ModelAnalysis is a helper class that can simplify the routine of running simulations, processing the results, and then plotting (or otherwise outputting) them. One simply need subclass ModelAnalysis, and implement the following methods:

  • prepare(self, *args, **kwargs)
  • simulate(self, *args, **kwargs)
  • process(self, *args, **kwargs)
  • plot(self, *args, **kwargs)

Each of these methods is guaranteed to be called in the order specified above, with the return values of the previous method being fed forward to the next. Calling process (with no arguments), for example, will also call prepare and simulate in order, with the return values of prepare being passed to simulate, and the return values of simulate being passed to process. If a method is called directly with input values, then this chaining does not occur, and the method simply returns what it should.

It is necessary to be a little bit careful about what one returns in these methods. In particular, this is the way in which return values are processed:

  • If a tuple is returned of length 2, and the first element is a

tuple and the second a dict, then it is assumed that these are respectively the args and kwargs to be fed forward. - If a tuple is returned of any other length, or any of the above conditions fail, then these are assumed to be the args to be fed forward. - If a dictionary is returned, then these are assumed to be the kwargs to be fed forward. - Otherwise, the result is fed forward as the first non-keyword argument.

Note

It is not necessary to return values at these steps, if it is unnecessary or if you prefer to save your results as attributes.

Note

Return values of all of these methods will be cached, so each method will only be run once.

plot(*args, **kwargs)[source]

This method should perform whatever plotting/output is desired based upon return values of process.

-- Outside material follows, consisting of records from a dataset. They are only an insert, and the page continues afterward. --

PR #1233, opened 2020-05-27
Cord19 solr blacklight replication doc

shaneding:
An extension of experiments-cord19.md. 

I encountered this error during indexing through solr, but I think this is a result of the format of data rather than the code:
Request to collection [cord19] failed due to (400) org.apache.solr.client.solrj.impl.HttpSolrClient$RemoteSolrException: Error from server at http://192.168.1.20:8983/solr/cord19_shard1_replica_n1: ERROR: [doc=y6o5e2k5] multiple values encountered for non multiValued field source_x: [Elsevier, Medline, PMC], retry=0 commError=false errorCode=400


lintool:
@edwinzhng can you take a look? that multi-value issue sounds familiar.

@shaneding we can remove the Solr section from `experiments-cord19.md`, right?

docs/experiments-cord19-extra.md
```diff
@@ -0,0 +1,94 @@
+## Title: Ingesting CORD-19 into Solr and Blacklight
```
lintool, line 1: Remove "Title: "

shaneding:
Yes, the solr section in `experiments-cord19-extra.md` is basically a copy and paste from `experiments-cord19.md`, also just a note the error didn't actually stop the indexing, indexing just continued past it.

edwinzhng:
Also, would you be able to rename `covid.json` to `cord19.json` for consistency (and update the docs as well)?  😄

shaneding:
The error was resolved after updating the json file :+1:

PR #1238, opened 2020-05-28
Fixed MS MARCO docs to latest version of pyserini==0.9.3.0

lintool:
General cleanup as well.


src/main/python/msmarco/retrieve.py
```diff
@@ -43,10 +39,10 @@
     total_start_time = time.time()
 
     searcher = pysearch.SimpleSearcher(args.index)
-    searcher.set_bm25_similarity(float(args.k1), float(args.b))
+    searcher.set_bm25(float(args.k1), float(args.b))
```
rodrigonogueira4, line 42: Since we are here, add type=float to these arguments and remove the unnecessary `float`s here?

src/main/python/msmarco/retrieve.py
```diff
@@ -55,7 +51,7 @@
             start_time = time.time()
             for line_number, line in enumerate(open(args.qid_queries, 'r', encoding='utf8')):
                 qid, query = line.strip().split('\t')
-                hits = searcher.search(query.encode('utf8'), int(args.hits))
+                hits = searcher.search(query, int(args.hits))
```
rodrigonogueira4, line 54: same here, remove unnecessary `int`?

prepare(*args, **kwargs)[source]

This method should prepare the ModelAnalysis instance for calling the rest of the methods. It is invoked on class initialisation, with the arguments passed to the constructor. Any return values will be passed onto simulate if it is ever called with no arguments.

process(*args, **kwargs)[source]

This method should perform whatever processing is interesting on return values of simulate. Any values returned will be passed onto plot if it is ever called with no arguments.

simulate(*args, **kwargs)[source]

This method should perform whichever simulations are required. Any values returned will be passed onto process if it is ever called with no arguments.